┌──

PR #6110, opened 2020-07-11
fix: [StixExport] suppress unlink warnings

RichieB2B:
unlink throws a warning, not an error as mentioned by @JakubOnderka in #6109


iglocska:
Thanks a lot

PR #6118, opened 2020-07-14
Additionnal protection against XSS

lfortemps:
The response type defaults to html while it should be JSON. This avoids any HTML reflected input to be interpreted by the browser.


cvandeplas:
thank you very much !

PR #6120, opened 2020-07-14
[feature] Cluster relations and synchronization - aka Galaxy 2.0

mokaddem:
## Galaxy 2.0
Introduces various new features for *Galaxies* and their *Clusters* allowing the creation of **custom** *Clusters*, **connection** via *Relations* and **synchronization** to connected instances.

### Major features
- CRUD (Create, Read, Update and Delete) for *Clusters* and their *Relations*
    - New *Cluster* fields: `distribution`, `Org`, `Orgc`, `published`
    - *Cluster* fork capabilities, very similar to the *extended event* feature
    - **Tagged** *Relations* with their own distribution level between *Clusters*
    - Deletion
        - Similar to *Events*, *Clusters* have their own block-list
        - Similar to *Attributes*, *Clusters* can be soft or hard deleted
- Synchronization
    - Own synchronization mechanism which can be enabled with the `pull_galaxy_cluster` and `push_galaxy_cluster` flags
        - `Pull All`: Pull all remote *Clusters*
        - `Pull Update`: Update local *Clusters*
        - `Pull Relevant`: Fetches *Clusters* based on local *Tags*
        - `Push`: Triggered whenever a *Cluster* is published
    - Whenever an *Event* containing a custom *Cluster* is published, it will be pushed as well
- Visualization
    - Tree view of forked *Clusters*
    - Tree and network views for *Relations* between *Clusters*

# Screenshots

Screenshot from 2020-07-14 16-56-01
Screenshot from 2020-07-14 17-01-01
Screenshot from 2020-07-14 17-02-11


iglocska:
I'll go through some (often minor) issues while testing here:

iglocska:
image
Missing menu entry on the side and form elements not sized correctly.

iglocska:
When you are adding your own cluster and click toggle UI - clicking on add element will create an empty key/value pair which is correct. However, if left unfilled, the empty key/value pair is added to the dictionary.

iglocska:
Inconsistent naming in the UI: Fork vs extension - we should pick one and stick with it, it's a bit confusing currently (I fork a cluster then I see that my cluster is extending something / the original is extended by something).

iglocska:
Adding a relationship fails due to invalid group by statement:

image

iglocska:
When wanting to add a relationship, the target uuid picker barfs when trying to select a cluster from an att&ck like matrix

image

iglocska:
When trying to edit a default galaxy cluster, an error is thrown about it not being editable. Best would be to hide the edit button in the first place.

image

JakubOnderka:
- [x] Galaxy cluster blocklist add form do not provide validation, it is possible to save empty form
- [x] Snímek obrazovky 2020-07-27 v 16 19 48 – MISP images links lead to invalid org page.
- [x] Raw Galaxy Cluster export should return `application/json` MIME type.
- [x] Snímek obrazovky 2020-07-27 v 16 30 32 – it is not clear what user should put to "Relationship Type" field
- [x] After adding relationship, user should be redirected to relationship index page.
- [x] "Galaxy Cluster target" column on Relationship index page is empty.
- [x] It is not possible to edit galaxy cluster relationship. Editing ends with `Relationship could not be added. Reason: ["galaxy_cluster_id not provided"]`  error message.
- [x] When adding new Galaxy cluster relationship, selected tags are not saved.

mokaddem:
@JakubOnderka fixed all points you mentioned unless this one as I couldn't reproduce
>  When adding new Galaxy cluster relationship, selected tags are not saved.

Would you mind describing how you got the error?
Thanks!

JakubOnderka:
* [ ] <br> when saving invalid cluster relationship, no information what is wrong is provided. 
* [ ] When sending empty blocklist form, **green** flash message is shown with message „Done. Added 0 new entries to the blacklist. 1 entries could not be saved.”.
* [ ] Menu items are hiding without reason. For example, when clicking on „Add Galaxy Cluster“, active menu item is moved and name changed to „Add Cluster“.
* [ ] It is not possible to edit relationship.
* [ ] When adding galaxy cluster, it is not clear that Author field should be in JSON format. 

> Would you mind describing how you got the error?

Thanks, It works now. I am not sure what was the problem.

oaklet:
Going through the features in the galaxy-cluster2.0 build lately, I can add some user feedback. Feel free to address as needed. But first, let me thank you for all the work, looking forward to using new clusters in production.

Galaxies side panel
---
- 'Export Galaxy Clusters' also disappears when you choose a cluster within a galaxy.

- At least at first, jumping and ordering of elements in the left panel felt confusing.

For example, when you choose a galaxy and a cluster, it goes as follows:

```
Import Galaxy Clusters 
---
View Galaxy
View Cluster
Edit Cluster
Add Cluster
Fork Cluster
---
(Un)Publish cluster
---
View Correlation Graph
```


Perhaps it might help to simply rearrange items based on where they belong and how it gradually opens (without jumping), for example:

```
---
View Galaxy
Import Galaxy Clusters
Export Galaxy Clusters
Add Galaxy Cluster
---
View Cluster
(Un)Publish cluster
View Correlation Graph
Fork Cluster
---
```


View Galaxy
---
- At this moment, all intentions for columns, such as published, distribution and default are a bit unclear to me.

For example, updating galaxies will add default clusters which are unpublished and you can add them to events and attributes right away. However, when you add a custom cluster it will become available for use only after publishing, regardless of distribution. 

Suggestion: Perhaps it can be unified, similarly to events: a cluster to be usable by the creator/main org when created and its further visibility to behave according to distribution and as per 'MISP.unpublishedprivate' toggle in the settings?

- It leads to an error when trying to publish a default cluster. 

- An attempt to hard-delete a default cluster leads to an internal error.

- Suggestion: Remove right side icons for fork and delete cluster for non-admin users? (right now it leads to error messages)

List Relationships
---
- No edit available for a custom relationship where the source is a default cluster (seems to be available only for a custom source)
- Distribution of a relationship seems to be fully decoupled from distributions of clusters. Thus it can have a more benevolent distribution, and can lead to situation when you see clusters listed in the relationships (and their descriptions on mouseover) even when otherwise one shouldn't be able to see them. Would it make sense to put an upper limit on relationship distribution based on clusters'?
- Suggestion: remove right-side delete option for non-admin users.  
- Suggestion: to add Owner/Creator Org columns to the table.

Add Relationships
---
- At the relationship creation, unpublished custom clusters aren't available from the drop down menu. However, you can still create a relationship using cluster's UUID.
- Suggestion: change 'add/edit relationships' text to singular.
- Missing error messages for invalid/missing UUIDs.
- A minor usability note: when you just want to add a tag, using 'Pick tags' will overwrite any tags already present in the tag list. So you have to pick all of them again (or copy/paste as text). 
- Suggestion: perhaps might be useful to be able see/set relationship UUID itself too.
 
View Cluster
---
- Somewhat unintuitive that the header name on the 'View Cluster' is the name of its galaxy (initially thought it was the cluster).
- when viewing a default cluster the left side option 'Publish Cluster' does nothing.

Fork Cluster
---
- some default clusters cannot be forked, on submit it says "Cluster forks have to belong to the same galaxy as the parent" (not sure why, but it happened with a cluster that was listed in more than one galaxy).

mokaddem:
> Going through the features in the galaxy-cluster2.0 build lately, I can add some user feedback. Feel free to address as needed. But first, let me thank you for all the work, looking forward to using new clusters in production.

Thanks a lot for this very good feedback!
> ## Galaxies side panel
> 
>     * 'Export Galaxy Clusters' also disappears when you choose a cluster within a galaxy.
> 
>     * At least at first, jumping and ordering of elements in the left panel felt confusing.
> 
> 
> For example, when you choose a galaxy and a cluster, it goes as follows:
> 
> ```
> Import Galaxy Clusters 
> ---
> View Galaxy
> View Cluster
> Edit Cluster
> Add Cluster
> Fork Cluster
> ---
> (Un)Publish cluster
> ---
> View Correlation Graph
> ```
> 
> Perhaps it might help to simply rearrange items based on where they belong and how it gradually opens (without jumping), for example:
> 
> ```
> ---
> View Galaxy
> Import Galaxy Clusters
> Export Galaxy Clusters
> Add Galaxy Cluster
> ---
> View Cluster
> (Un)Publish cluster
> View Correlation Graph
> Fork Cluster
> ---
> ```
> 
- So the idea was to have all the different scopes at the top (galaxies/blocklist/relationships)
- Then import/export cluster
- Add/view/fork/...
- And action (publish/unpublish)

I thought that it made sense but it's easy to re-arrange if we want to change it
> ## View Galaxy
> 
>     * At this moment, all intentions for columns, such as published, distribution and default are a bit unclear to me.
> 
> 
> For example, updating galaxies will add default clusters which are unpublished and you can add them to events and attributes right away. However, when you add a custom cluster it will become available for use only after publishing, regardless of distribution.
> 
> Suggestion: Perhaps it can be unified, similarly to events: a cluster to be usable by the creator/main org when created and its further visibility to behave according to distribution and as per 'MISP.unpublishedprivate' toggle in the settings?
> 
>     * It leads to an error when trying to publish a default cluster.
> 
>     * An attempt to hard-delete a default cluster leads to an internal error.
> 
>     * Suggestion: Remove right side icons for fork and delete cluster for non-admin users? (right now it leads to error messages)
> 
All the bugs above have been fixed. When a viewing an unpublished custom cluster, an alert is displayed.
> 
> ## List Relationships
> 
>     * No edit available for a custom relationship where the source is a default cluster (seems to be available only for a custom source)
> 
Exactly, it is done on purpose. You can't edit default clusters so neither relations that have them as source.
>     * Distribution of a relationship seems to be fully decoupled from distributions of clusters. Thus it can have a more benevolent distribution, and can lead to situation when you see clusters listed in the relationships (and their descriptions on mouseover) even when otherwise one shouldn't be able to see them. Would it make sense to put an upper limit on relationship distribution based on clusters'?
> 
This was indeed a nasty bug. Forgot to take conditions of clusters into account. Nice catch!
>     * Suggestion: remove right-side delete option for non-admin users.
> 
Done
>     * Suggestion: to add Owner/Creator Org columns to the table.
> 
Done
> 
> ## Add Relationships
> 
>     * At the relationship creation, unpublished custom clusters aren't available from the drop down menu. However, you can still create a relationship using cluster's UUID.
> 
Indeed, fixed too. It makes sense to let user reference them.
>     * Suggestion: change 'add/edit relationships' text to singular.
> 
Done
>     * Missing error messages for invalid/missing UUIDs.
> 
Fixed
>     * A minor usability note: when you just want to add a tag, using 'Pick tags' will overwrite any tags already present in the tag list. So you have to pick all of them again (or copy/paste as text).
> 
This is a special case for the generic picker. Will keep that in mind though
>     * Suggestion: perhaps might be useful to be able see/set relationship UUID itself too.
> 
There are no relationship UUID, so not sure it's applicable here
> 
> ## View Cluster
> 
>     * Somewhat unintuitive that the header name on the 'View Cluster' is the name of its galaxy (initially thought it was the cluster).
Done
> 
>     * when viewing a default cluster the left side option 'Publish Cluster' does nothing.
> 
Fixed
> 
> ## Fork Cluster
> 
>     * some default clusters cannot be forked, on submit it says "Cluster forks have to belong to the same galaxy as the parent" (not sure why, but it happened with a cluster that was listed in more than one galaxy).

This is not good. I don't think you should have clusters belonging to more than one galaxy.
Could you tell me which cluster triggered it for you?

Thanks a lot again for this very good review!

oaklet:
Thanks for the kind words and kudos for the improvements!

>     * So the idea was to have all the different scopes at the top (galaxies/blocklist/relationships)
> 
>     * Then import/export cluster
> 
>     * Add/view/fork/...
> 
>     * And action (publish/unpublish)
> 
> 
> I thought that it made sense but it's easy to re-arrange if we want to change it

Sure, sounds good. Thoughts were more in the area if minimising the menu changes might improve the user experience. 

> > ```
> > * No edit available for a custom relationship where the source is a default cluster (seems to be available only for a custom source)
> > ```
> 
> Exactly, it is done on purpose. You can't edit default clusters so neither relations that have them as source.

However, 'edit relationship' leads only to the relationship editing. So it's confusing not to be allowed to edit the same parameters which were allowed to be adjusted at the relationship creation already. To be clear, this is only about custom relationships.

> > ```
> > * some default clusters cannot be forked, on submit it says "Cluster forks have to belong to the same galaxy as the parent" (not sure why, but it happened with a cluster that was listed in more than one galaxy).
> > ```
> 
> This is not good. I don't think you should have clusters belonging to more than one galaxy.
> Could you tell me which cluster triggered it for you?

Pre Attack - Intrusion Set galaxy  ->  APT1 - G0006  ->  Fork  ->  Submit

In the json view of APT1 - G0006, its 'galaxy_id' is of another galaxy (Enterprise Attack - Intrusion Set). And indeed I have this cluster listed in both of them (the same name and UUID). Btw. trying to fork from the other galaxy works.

└──

PROBLEM STATEMENT
Find the lines above holding the word "picker" and show them.

SOLVED EXERCISE
When wanting to add a relationship, the target uuid picker barfs when trying to select a cluster from an att&ck like matrix
This is a special case for the generic picker. Will keep that in mind though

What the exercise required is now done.